Figure 4 – Execution Units for Fermi and GT200 Cores
Each execution unit (which Nvidia calls a “CUDA core”) has a dedicated integer (ALU) and a floating point (FPU) data path. The two data paths share an issue port and cannot be issued simultaneously.
The ALUs have been upgraded with new operations and higher precision. Integer multiplies (and multiply accumulates) are native 32-bits now, instead of 24-bits in GT200, although they execute at half speed – each pipeline can execute 8 integer multiplies per cycle. Additionally, the bit-wise operations required for DX11 are supported, including bit-counts, inserts, extracts and many others. Higher precision support is also a priority for Fermi. Simple 64-bit ALU operations, such as addition and subtraction, can be done by cracking the operation into 32-bit low and high halves, and using the ALUs with half throughput. 64-bit integer multiplication (or a multiply-accumulate) requires four operations, so each pipeline can execute 4 multiplies per cycle and the whole core can execute 8 per cycle.

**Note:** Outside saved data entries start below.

PR #326, opened 2018-11-08
lds cpu usage optimization while no session hosted/level loaded

ximura:
* PhysX , subscribe on Tick Handler after session hosted
* Physx, use default cpu dispatcher to prevent thread starvation for anothers jobs on DS
* EmotionFX,  subscribe on Tick Handler after session hosted
* ScriptSystem, ignore Update while no level loaded
* Create Null realization for Stream Engine
* Disable posteffects update on DS
* Add configuration for threads used by job system and asset manager
** job_thread_count - startup argement to setup amount of threads for job system
**  asset_thread_count -  startup argement to setup amount of threads for asset manager
* bMinimal disable some of systems that isn't server related (ex. VR), but we need to have audio system and gems for correct work

### DIFF
--- a/dev/Code/CryEngine/Cry3DEngine/PostEffectGroup.cpp
+++ b/dev/Code/CryEngine/Cry3DEngine/PostEffectGroup.cpp
@@ -210,7 +210,9 @@ PostEffectGroupManager::PostEffectGroupManager()
     PostEffectGroup* base = new PostEffectGroup(this, "Base", PostEffectGroup::kPriorityBase, true, 0.f);
     base->SetEnable(true);
     m_groups.push_back(std::unique_ptr<PostEffectGroup>(base));
+#ifndef DEDICATED_SERVER
     gEnv->pRenderer->RegisterSyncWithMainListener(this);
+#endif
     if (gEnv->IsEditor())
     {
         //  Only monitor assets in the editor.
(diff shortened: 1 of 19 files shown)


AMZN-puvvadar:
Hi @ximura ,

Thanks for the submission! We've started evaluating the change. It's a rather large change but we'll work to evaluate it as quickly as possible.

AMZN-puvvadar:
Hi @ximura ,

We've broken this into 5 separate changes and will be giving status on each as they become available. 

On the changes to add SessionTickComponent. We've rejected this change as we will be looking at a different way to address this type of situation. We also had some feedback we felt worth sharing.

- Instead of a component, you may want to model encapsulating two handlers similarly to InputChannelEventListener
-You may want to have handling for OnNetworkSessionDeactivated

AMZN-puvvadar:
Hi @ximura ,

The floating point microarchitecture has been wholly revamped over the GT200. The GT200 featured a single dedicated double precision (DP) FPU for each core (versus 8 single precision FPUs), resulting in unimpressive performance. This approach was undoubtedly driven by extreme time to market pressures, since it’s clear that there are other more efficient approaches albeit with substantially more design complexity.

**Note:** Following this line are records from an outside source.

PR #327, opened 2018-11-08
Clear cache after Metastream server shutdown

ximura:
Metastream has access to old cache, after shutdown and starting again


AMZN-puvvadar:
Hi @ximura ,

We've started review of this.

AMZN-puvvadar:
Hi @ximura ,

This change has been accepted. Thanks for the submission!

PR #336, opened 2018-12-06
r_stats 6 console command shadow counter fix

SSPkrolik:
**Problem:**
r_stats 6 console command does not show amount of shadow draw calls


AMZN-alexpete:
@SSPkrolik, thank you for submitting this fix!  We have assigned an internal issue and will update this pull request after it has been accepted of if we need more information.  Cheers!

For Fermi, Nvidia was clearly aiming to maximize double precision FP performance and embraced the additional required complexity. Each core can execute a DP fused multiply-add (FMA) warp in two cycles by using all the FPUs across both pipelines. Significantly, this is the only warp instruction that requires using both issue pipelines, which suggests certain implementation details. While Nvidia’s approach precludes issuing two warps, instead of a 8:1 ratio of SP:DP throughput (or 12:1 counting the apocryphal dual issue), the ratio for Fermi is 2:1. This is on par with Intel and AMD’s implementation of SSE and ahead of the 4:1 ratio for AMD’s graphics processors. Academic research suggests that the area and delay penalties for this style of multiple precision FPU are approximately 20% and 10% over a single DP FPU , but it is likely that Nvidia’s overhead is somewhat lower. The end result should be an order of magnitude increase in double precision performance at the same frequency – quite a leap forward for a single generation.

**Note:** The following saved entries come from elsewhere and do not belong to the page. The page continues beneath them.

PR #339, opened 2018-12-06
Allow running non-release game client on PC with null renderer

SSPkrolik:
This change allows running client with NULL Renderer on PC which is helpful for us when building command-line utilities within engine's environment.


AMZN-alexpete:
Thanks for submitting this feature @SSPkrolik, we created the issue LY-90249 but forgot to update the actual pull request with the information till now.  Cheers!

AMZN-alexpete:
Hi @SSPkrolik, we added a similar feature back in March but the argument is -NullRenderer and it doesn't set the native width/height.  When I tested it recently it didn't launch a visible window when using the -NullRenderer with the game launcher.  Are you still able to use this feature in a recent (1.25+) version of Lumberyard?

PR #410, opened 2019-07-03
Fix to Editor resetting the FOV when updating the camera,

Twolewis:
*Issue #, if available:*

*Description of changes:*
Editor updates the camera using default FOV settings, effectively undoing the FOV settings in the camera component.  Fix is to use the existing FOV settings from the existing camera.


AMZN-puvvadar:
Thanks for the change! We'll begin evaluating it as soon as possible.

PR #420, opened 2019-08-05
Fix asset processor batch crash on big number of assets

rustamserg:
Priority 1
Asset processor batch is crashed on big number of assets. The reason of crash is that legacy IDs array is not cleared between assets and constantly growing.


AMZN-puvvadar:
This change has been integrated, thanks for the submission!

PR #421, opened 2019-08-09
Fix uninitialized value in const cvar for release

rustamserg:
*Issue #, if available:*

Some of cvars declared using DeclareConstIntCVar contains uninitialized value in release build. This fix sets such cvars to its default value.
For example cvar: e_MemoryProfiling. For release there is only declaration but initialization is excluded by RELEASE define as result we have random cases when such cvar is not zero and memory profiling info is displayed on the screen


AMZN-Gene:
Nice find!  I'll see about having this pulled into Lumberyard proper.
Thanks

PR #426, opened 2019-09-02
Modify Cry3DEngine to allow terrain alternative via gem(not ready)

caseymcc:
This alters the Cry3DEngine to allow additional terrains systems to be used. I originally performed the modifications on 1.15 and have now ported them to 1.20. I am currently altering it so that the new terrain can be defined in a gem rather that directly (as I did in 1.15). I would like to get some feedback so that this could be integrated back into mainline.


AMZN-nggieber:
Thank you for submitting this pull request.

caseymcc:
Added a few additional fixes for loading/saving properly. Early voxel terrain at https://github.com/caseymcc/Lmbr_VoxelTerrain

PR #427, opened 2019-09-05
Modify waf to build vs solution that actually uses msbuild. 

caseymcc:
Requires setting 'msbuild = True' in user_settings.options under [Visual Studio Project Generator] section


AMZN-nggieber:
Hi @caseymcc, thanks for contributing this to LY we'll take a look at the change.

caseymcc:
For the CryLegacy gem it links to Lua but all of Lua needs to be linked using extern "C" however I see nothing in the files that is in place to handle that. Lua is included with the pre-processor define LUALIB_API (which is also use in CryLegacy) and if it was set to extern "C" would fix the problem however is only seems possible to set it to extern without modifying the code. How is waf handling this?

caseymcc:
In CloudGemFramework why does it matter if the build is a project generator? If it is a generator then is includes lmbraws_unsupported.waf_files no matter if aws_native is supported, even though in lumberyard_sdks.py it list project_generator as supporting aws_native. If lmbraws_unsupported.waf is included in the build then there are lots of things that get defined twice.

PR #430, opened 2019-09-30
Fix MakeDerivedEntity method super class assignment

CVL7:
MakeDerivedEntity always sets its __super reference to BasicEntity, instead of parent entity as it should.


sourjon:
Thanks for the contribution, @CVL7 !  We'll take a look at it!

The single precision (SP) floating point performance increased with the number of vector lanes, but also became more refined and useful from a numerical perspective. In the GT200, SP was almost IEEE-754 compliant, but lacked certain rounding modes and denormal handling. This is not a problem for graphics, but for real numerical applications it certainly left something to be desired. Nvidia rectified these problems, and also replaced the previous 32-bit multiply-add instructions with a 32-bit fused multiply-add (FMA), bringing it into line with DP behavior (which had FMA since GT200). The distinction here is subtle and has to do with intermediate rounding. In a regular multiply-add, the result of the multiply is rounded to 32-bit precision before the addition is done. With an FMA, there is no intermediate rounding, so the internal precision is higher – which is advantageous for division and square root emulation.
The last change to the execution resources lies in the Special Function Units (SFUs). Since the number of ALUs and FPUs per pipeline has doubled thereby halving the latency of these warps, Nvidia also doubled the number of SFUs upto 4 per core so that the latency of a SFU warp decreased in tandem. However, to save area and power, the SFUs are shared between the two execution pipelines – an eminently reasonable design choice given the infrequent use. As with the prior generation, SFU execution can overlap with ALU or FPU execution, thanks to the operand collectors and result queues.
Interestingly, the apocryphal ‘extra mul’, which only seemed to rear its head in synthetic tests is gone now, an artifact of Nvidia’s marketing history. Thankfully, it has been replaced by two real pipelines that can be used in real applications.